|Computer Graphics TU Braunschweig|
In this last part of this post I want to show you some applications for our HMD. Foveated Rendering This is an example approach for foveated rendering in order to save render time. We render the left and right view using different resolutions. Only the foveal region gets the highest acuity. We then blend between the regions to achieve a a smooth image.
Here we also lower saturation in the non-foveal region. It doesnt save render time but it shows that you could do every perceptual effect you need, for example to simulate functional defects of the eye. Accomodation Simulation
The next application is accomodation simulation. We achive that by adding depth of field to the computed distance of the gaze vector. To show the effect here we overestimated the depth of field effect. For realistic experiences a lower parameter would be used.
This is another example for accomodation where we added the gaze-vector visually in order to show where the user was looking at. As you can see the user is able to adapt focus for arbitrary distances. It creates an interesting effect and wouldnt be possible without gaze-tracking. Avatar Animation and Telepresence Here you can see real-time avatar animation with gaze-control. This enables deeper immersion and a higher degree of self-expression and and could be used for realistic games or social games, for training applications and for telepresence functionality.

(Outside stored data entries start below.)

Issue #3377, opened 2025-07-15
Replace our DatePicker with the Mui one


LeandraH:
### Describe the Problem

Let's use the Mui Date Picker!
Mui Date Picker: https://mui.com/x/react-date-pickers/
Design: https://www.figma.com/design/o5p3ArtrrmOqG6lJggAQE5/%F0%9F%9F%A8-Designsystem-Integreat--MUI-?node-id=14-757&p=f&m=dev

### Describe Your Preferred Solution

Rewrite our DatePicker component to use Mui
We can probably remove the react-datepicker package as well as its CSS code

### Related Issues

Part of #3231

bahaaTuffaha:
Aren't we using the format dd.MM.yyyy, or has it changed?

<img width="590" height="154" alt="Image" src="https://github.com/user-attachments/assets/dc757b38-fa8b-4485-83e5-1895d07a96bb" />


To make it custom check this out https://mui.com/x/react-date-pickers/adapters-locale/#with-luxon
But it require extra package 🫣

steffenkleinle:
> Aren't we using the format dd.MM.yyyy, or has it changed?
[...]

PR #3449, opened 2025-08-05
3377: Mui Datepicker

bahaaTuffaha:
### Short Description
We need to replace `react-datepicker` with Mui date picker.

### Proposed Changes

- I installed `@mui/x-date-pickers` to be able to customize the datepicker.
- Now the datepicker is using `LocalizationProvider` from Mui, which will allow the datepicker to change localization and date format depending on the languageCode.
- Due to this error `Invalid DateTime: unparsable` when clearing one of the date sections like YYYY so I had to create `CustomAdapterLuxon` to override some methods like `parse` and `getInvalidDate` .

:warning:  Issues I faced with this implementation:
1. out of range error I can't set the `datePickerError` when this error is catched inside CustomAdapterLuxon and also not caught at  `onError={reason =>` either.
~~2. fireEvent.change not working so I removed the "handles date change correctly" test from `DatePicker.spec.tsx`.~~

### Side Effects

This will effect the events page.

### Testing

- Test how the filter works with invalid date , empty, and start > end.
- Test the event page on desktop and mobile screens.

### Resolved Issues

Fixes: #3377 

---


web/src/components/DatePicker.tsx
```diff
@@ -75,16 +41,22 @@ const isValidJsDate = (date: Date | null): boolean => {
...
+export class CustomAdapterLuxon extends AdapterLuxon {
+  parse = (value: string, format: string): DateTime | null => {
+    try {
+      return DateTime.fromFormat(value, format)
+    } catch (_) {
+      return null
+    }
   }
+
+  getInvalidDate = (): DateTime => DateTime.now()
```
steffenkleinle, line 58: ❓ Is the implementation of `getInvalidDate` also necessary? It seems to work fine for me without.

web/src/components/DatePicker.tsx
```diff
@@ -132,34 +89,35 @@ const CustomDatePicker = ({
...
-          open={isCalendarOpen}
-          value={value}
-          popperPlacement='bottom'
-          selected={isValidJsDate(date?.toJSDate() ?? null) ? date?.toJSDate() : null}
-          onSelect={e => {
-            setValue(DateTime.fromJSDate(e ?? new Date()).toFormat('dd.MM.yyyy'))
-            setDatePickerError('')
+      <LocalizationProvider dateAdapter={CustomAdapterLuxon} adapterLocale={languageCode}>
+        <DatePicker
+          value={date}
```
steffenkleinle, line 94: ❓ Should we enable `disablePast`? What do you think?

web/src/components/DatePicker.tsx
```diff
@@ -75,16 +41,22 @@ const isValidJsDate = (date: Date | null): boolean => {
...
-    const checkDate = DateTime.fromJSDate(date)
-    const maxValidYear = 2500
-    // Added this operator to prevent crashing rrule when typing random number
-    return checkDate.year <= maxValidYear
-  } catch (_) {
-    return false
+  const checkDate = DateTime.fromJSDate(date)
+  const maxValidYear = 2500
+  return checkDate.year <= maxValidYear
+}
```
steffenkleinle, line 47: ❓ Is the `isValidJsDate` still necessary? I think we already get a luxon `DateTime` so imo we can just set the date directly 🤔

web/src/components/DatePicker.tsx
```diff
@@ -132,34 +89,35 @@ const CustomDatePicker = ({
...
-          name={calendarLabel}
-          isCalendarOpen={isCalendarOpen}
-          onClick={() => setIsCalendarOpen(true)}>
-          <EventIcon />
-        </StyledIconButton>
-      </StyledInputWrapper>
+      </LocalizationProvider>
       <StyledTitle>{title}</StyledTitle>
-      {!!(error || datePickerError) && <StyledError>{error || datePickerError}</StyledError>}
+      {error || datePickerError ? <StyledError>{error || datePickerError}</StyledError> : null}
```
steffenkleinle, line 120: 🔧 Should we use the built-in/suggested way to display an error instead?
https://mui.com/x/react-date-pickers/validation/#show-the-error

web/src/components/DatePicker.tsx
```diff
@@ -132,34 +89,35 @@ const CustomDatePicker = ({
...
+              placeholder: placeholderDate
+                .setLocale(languageCode)
+                .toLocaleString({ month: '2-digit', day: '2-digit', year: 'numeric' }),
+            },
+            openPickerButton: {
+              'aria-label': calendarLabel,
+            },
+          }}
+          onError={reason => {
+            if (reason) {
```
steffenkleinle, line 113: 🔧 Why is this if necessary? I think `reason` is always truthy.

web/src/components/DatePicker.tsx
```diff
@@ -132,34 +89,35 @@ const CustomDatePicker = ({
...
+      <LocalizationProvider dateAdapter={CustomAdapterLuxon} adapterLocale={languageCode}>
+        <DatePicker
+          value={date}
+          onChange={newValue => {
+            if (newValue) {
+              handleDateChange(newValue.toJSDate())
+              setValue(newValue.toFormat('dd.MM.yyyy'))
+              setDatePickerError('')
+            }
+          }}
```
steffenkleinle, line 101: 🔧 Is this custom logic actually necessary? It seems to me like this works just fine as well:
```suggestion
          onChange={setDate}
```

web/src/components/__tests__/DatePicker.spec.tsx
```diff
@@ -41,27 +52,6 @@ describe('DatePicker', () => {
...
-      placeholderDate,
-      calendarLabel: 'calendar',
-    })
-
-    const input = getByPlaceholderText(DateTime.fromJSDate(today).toFormat('dd.MM.yyyy'))
-
-    fireEvent.change(input, { target: { value: newValue } })
-
-    expect(setDate).toHaveBeenCalledWith(newValue)
-  })
```
steffenkleinle, line 63: ❌ Please readd the test. The following worked for me:
``` tsx
  it('handles date change correctly', () => {
    const newValue = DateTime.now().plus({ days: 1 })
    const today = new Date()
    const placeholderDate = DateTime.now()

    const { getByPlaceholderText, getByLabelText, getByText } = renderCustomDatePicker({
      title: 'From Date',
      date: DateTime.local(),
      setDate,
      error: '',
      placeholderDate,
      calendarLabel: 'calendar',
    })
    fireEvent.click(getByLabelText('Choose date, selected date is 6. Aug. 2025'))
    fireEvent.click(getByText(newValue.day))
    const input = getByPlaceholderText(DateTime.fromJSDate(today).toFormat('dd.MM.yyyy'))

    fireEvent.change(input, { target: { value: newValue } })

    expect(setDate).toHaveBeenCalledWith(newValue)
  })
```

steffenkleinle (changes requested):
Nice work on this, thank you! I think we can make a little more use of the utilities mui provides here. Also the test should be readded and fixed :)

web/src/components/__tests__/DatePicker.spec.tsx
bahaaTuffaha: so we are changing the date from UI too?
The 'Choose date, selected date is 6. Aug. 2025' is static and tomorrow it wont work I think.

steffenkleinle: True, guess we need something like `getByLabelText('Choose date, { exact: false })` then.

web/src/components/DatePicker.tsx
steffenkleinle: Can we use `maxDate` instead? https://mui.com/x/react-date-pickers/date-picker/#order-of-years

bahaaTuffaha: Nice find thanks.

web/src/components/DatePicker.tsx
bahaaTuffaha: it only works for the calendar not for the input field.

web/src/components/DatePicker.tsx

The guy looks a bit sleepy, but it is probably the case that I‘m just not a good artist when it comes to facial animation :-) User Studies and Gaze Analysis in Panoramic Videos The gaze-tracking of course also allows more traditional tasks like user studies, but now in an immersive context. In this example we‘ve recorded gaze data while watching a video in the HMD. In real-time we can visualize the foveal region using a color coded heat-map.
Based on the previous idea we implemented a new framework for gaze analysis of immersive video, which helps to gain insight about attention in VR videos. This is work from our group which is currently being presented at the eye-tracking on visualization workshop in Chicago from my collegue Thomas Löwe. For the shown 360 video we recorded head tracking and gaze data and based on that we derive a multidimensional scaling view, which are the curves in the lower video. If the curves are close together the users have seen the same things, otherwise different things. So this tool can help for analysis and improving storytelling in VR video.
You have seen some applications, however I think we barely scratched the surface yet.